The center's workload consolidated to two divisions — test and support — in the mid-1990s, with Sverdrup as test support contractor and ACS as center support contractor. ACS is a joint venture of Computer Sciences Corp., DynCorp and General Physics.

In September 2002, a $10.4 million test facility upgrade was announced. When completed, the upgrade would make Arnold Engineering Development Center a "one-stop" shopping center for aerodynamic and propulsion test customers by providing Mach 8 capability. The Mach 8 milestone, which equates to objects traveling about 6000 mi/h, comes as workers install a new high-temperature and high-pressure burner in the center's Aerodynamic and Propulsion Test Unit. This nearly doubles the center's current test capabilities of Mach 4.1 or nearly 3100 mi/h.

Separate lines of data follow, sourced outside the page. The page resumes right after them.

PR #433, opened 2022-03-04
Add firmware protection to the environment

ia0:
(This is based on top of #431.)

After this PR, if I'm not mistaken, the only tock-related things in `src/ctap` are console- and clock-related.


src/env/test/mod.rs
```diff
@@ -38,11 +39,18 @@ impl UserPresence for TestUserPresence {
     }
 }
 
+impl FirmwareProtection for TestEnv {
+    fn lock(&mut self) -> bool {
+        true
```
kaczmarczyck, line 73: I don't know off the top of my hat, but does
`crp::set_protection(crp::ProtectionLevel::FullyLocked).is_ok()`
return false the second time you call it?

In that case, we could give the Test version a bool to store its state, and replicate that behavior.
Since workflows are green, we
1. either don't have a test for that (not sure if we should care)
2. or TockEnv always returns true and you can ignore this comment.

Looking at the [only place I think we test](https://github.com/google/OpenSK/blob/91ba2c375eeb31dfebde7bbba6cf95dc97181c12/src/ctap/mod.rs#L2944), it's option (1).

ia0: Interesting, I didn't see that `set_protection` returns an error if there's nothing to do. That's a curious design. The documentation for [`lockdown`](https://github.com/google/OpenSK/blob/f2496a8e6d71a4e838884996a1c9b62121f87df2/src/ctap/command.rs#L419) doesn't say that the user should set it at most once. And I think it would be surprising for the user to get `VENDOR_INTERNAL_ERROR` if they try to lock twice. So I'm fixing the tock environment implementation instead and keep the test implementation as is.

Thanks for finding this out!

kaczmarczyck: I agree that `VENDOR_INTERNAL_ERROR` is misleading. Maybe the original intention was that if you try to lock your device twice, you might have some wrong asusmptions about the state of your device that you shuld be made aware of. 

@jmichelp FYI as the original author of the vendor configure command, in case that was intentional and I forgot the reason. Otherwise LGTM from my side.

kaczmarczyck (dismissed):
LGTM for everything that is not in #431

src/env/test/mod.rs
jmichelp: I tried to think the driver interface as being generic enough to apply to different kind of chips. So under the hood (not exposed at the CTAP level), the driver allows different levels of protection (None, JtagDisabled, FullyLocked) with the idea that you can always upgrade the protection level but you can't downgrade. Returning `EALREADY` permits to notify that you're not trying to re-apply the same protection level (some chips may not permit it).
At the CTAP level, we don't really care whether we consider `EALREADY` an error or a success. At best, treating this as an error saves a syscall to distinguish between a locked and non-locked device.

More important error cases are when someone tries to lock a device that isn't fully programmed (cert + key) as this may create a non-working device.

I'll have to update the CRP logic anyway because the newer revisions of the Nordic chip changed the way you lock the device.

ia0: > At the CTAP level, we don't really care whether we consider EALREADY an error or a success.

That's the question. Currently we treat it as an internal error. So I guess you're fine with both considering it as a user error (what Fabian mentioned) or considering it as a way to make sure it's locked (what I suggests, i.e. operations are idempotent and can be repeated as no-ops).

> At best, treating this as an error saves a syscall to distinguish between a locked and non-locked device.

I'm not sure I see which syscall is saved since we do only one syscall in the configure command (not counting storage which we do before anyway).

> More important error cases are when someone tries to lock a device that isn't fully programmed (cert + key) as this may create a non-working device.

Yes, that's the current code (inside the ctap library) which I'm not changing.

> I'll have to update the CRP logic anyway because the newer revisions of the Nordic chip changed the way you lock the device.

I suspect this will be probably orthogonal if it's only Tock changes (and not the configure command of the ctap implementation).

jmichelp: > > At the CTAP level, we don't really care whether we consider EALREADY an error or a success.
> 
> That's the question. Currently we treat it as an internal error. So I guess you're fine with both considering it as a user error (what Fabian mentioned) or considering it as a way to make sure it's locked (what I suggests, i.e. operations are idempotent and can be repeated as no-ops).


Yes, both are fine.

> > At best, treating this as an error saves a syscall to distinguish between a locked and non-locked device.
> 
> I'm not sure I see which syscall is saved since we do only one syscall in the configure command (not counting storage which we do before anyway).

With the current implementation, you have 2 syscalls implemented for the protection level: `get` and `set`.
If you want to know if the key is already protected to a given level, you can call `get` and compare the returned value or, with the current implementation, you can call `set` and the error `EALREADY` tells you it's already done.
But that's a corner case.

> > I'll have to update the CRP logic anyway because the newer revisions of the Nordic chip changed the way you lock the device.
> 
> I suspect this will be probably orthogonal if it's only Tock changes (and not the configure command of the ctap implementation).

It should be Tock-only changes (only the driver file basically). But I'll have to check the new process in the datasheet. Maybe it requires to reboot the chip between flash ops which may make the change more complex.

ia0: > With the current implementation, you have 2 syscalls implemented for the protection level: get and set.
> If you want to know if the key is already protected to a given level, you can call get and compare the returned value or, with the current implementation, you can call set and the error EALREADY tells you it's already done.
> But that's a corner case.

Ah I see, makes sense. So the "treating this as an error" was for the syscall API, not the configure command. Sounds good.

kaczmarczyck (approved):

PR #434, opened 2022-03-04
Freeze cargo fuzz's version and add fuzz corpus to gitignore

hcyang-google:
Freeze cargo fuzz's version since newer versions require newer nightly toolchain.

### DIFF
--- a/fuzzing_setup.sh
+++ b/fuzzing_setup.sh
@@ -20,4 +20,4 @@ done_text="$(tput bold)DONE.$(tput sgr0)"
 set -e
 
 # Install cargo-fuzz library.
-cargo +stable install cargo-fuzz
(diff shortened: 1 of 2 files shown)


fuzzing_setup.sh
```diff
@@ -20,4 +20,4 @@ done_text="$(tput bold)DONE.$(tput sgr0)"
 set -e
 
 # Install cargo-fuzz library.
-cargo +stable install cargo-fuzz
+cargo +stable install cargo-fuzz --version 0.10.0
```
kaczmarczyck: I think there is a version 0.10.2 that also worked for me. Can you double check?

hcyang-google: Updated to 0.10.2

kaczmarczyck (approved):

PR #436, opened 2022-03-04
HID refactoring

kaczmarczyck:
This PR has 2 commits. The first
- introduces the `CtapHidCommand` enum
- splits off logic to parse `Message`s with a new `process_message` that contains core logic
- fixes the documentation

After this bigger cleanup, the second commit actually works on the goal of this PR: To have an API that separates all CTAP logic, and is the first step on the road to a pure HID library. It does so without changing the API. The plan is to move `process_hid_packet` (which is now very short) out of the library, and have two instances with different `process_message` functions later. This will also allow removing the `wink_permission` eventually.

If you rather review in 2 PRs, I'll split the second commit to a new PR (or I could also split commit 1 if necessary). In this case, consider this the overview.

Plan for future submissions is:
- Refactor the tests in `hid/mod.rs`, the new interface is much more test friendly.
- Do the aforementioned move to make this a pure library (possible multiple steps actually).
- Introduce the second USB transport.


src/ctap/hid/mod.rs
```diff
@@ -51,79 +88,84 @@ pub enum ProcessedPacket<'a> {
...
+/// To process a packet and receive the response, you can call `process_hid_packet`.
+/// If you want more control, you can also do the processing in steps:
+///
+/// 1.  `HidPacket` -> `Option<Message>`
+///     `parse_packet` assembles the message and preprocesses all pure HID commands and errors.
+/// 2.  `Option<Message>` -> `Message`
+///     If you didn't receive any message or preprocessing discarded it, stop.
+/// 3.  `Message` -> `Message`
+///     `process_message` handles all protocol interactions.
+/// 4.  `Message` -> `HidPacketIterator
```
ia0: Missing backtick. Did you try `cargo doc --document-private-items --features=std --open` to check the output? (there's also wrong indentation line 124)

ia0 (dismissed):

src/ctap/hid/mod.rs
kaczmarczyck: Fixed. Thanks for the pointer. I noticed the formatting didn't work the way I wanted it, so I changed it a bit. Also added more documentation for what I think is the forseeable public interface.

ia0 (dismissed):

ia0 (approved):

kaczmarczyck:
The fuzzing check passes locally, therefore I'll submit and fix that separately.

ia0:
> The fuzzing check passes locally, therefore I'll submit and fix that separately.

Note also that it's the CIFuzz job that's failing, not the "Cargo fuzz build" one, so it's working locally even for GitHub. It's the docker setup the issue.

Issue #339, opened 2026-08-11
candidates.mjs: a bold label alone on its line, with refs in the list below it, yields no dependencies


feigi:
**Deferred from PR #331 review** (issue #58). Dimension: `correctness`. Severity: suggestion.

**Finding:** the two collection passes are asymmetric — a *heading* gets multi-line section scope, a bold/plain *label* does not. Measured, identical under jq 1.7.1 and gojq 0.12.19:

```
"**Blocked by:**\n\n- #12\n- #13\n"  -> []
"Blocked by:\n\n- #12\n"             -> []
```

while the handled neighbours give `"## Blocked by\n\n- #12\n- #13\n" -> [12,13]` and `"**Blocked by:** #12\n" -> [12]`.

**Partly refuted, and not applied.** The finding's stated worry is that `candidates.mjs`'s comment claims `d` covers *"every body form to-tickets publishes"*. That claim was checked directly against `~/.claude/skills/to-tickets/SKILL.md` (gitignored, so invisible to the review's snapshot): the local-file template writes `**Blocked by:** <numbers/titles>` on ONE line (`:75`) and the issue template writes `## Blocked by` + a list (`:99-101`). Both forms are covered and tested. The comment is accurate; this shape is not a form `to-tickets` publishes.

**Still worth a decision** because a human writing an issue by hand plausibly writes exactly this. It is under-fire (a blocked ticket is admitted), not the over-fire class PR #331 just closed.

**Why needs-triage:** the approach is open, and the obvious fix is the one PR #331 deliberately rejected. Carrying a "label seen, refs pending" flag into the following lines re-opens the unclosed-section sweep that invented phantom blockers — the exact defect that PR fixed by restricting in-section collection to list-item lines. A narrower rule (a bare label line arms only the immediately-following list block, closing on the first non-list line) might work, but nobody has measured it.

feigi:
> *This was generated by AI during triage.*

**Closing as `wontfix`.** The measurement holds — a bold label alone on its line with refs in a list below yields nothing, identically under both engines — and it is still not work to take.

AEDC test experts can run at Mach 8 for three to six minutes, which allows them to test an object across the full-duration mission profile. The project also calls for adding an improved air ejector system to allow the APTU to simulate higher altitude conditions while minimizing air usage. Installing the high-pressure air storage tanks and new liquid oxygen and isobutane systems are also included in the upgrade. Spring 2004 was the targeted completion date.

==Other information==
Arnold Air Force Base has its own post office with zip code 37389.
A wetland within Arnold Air Force is the only documented location of Gopher Frog in the state of Tennessee.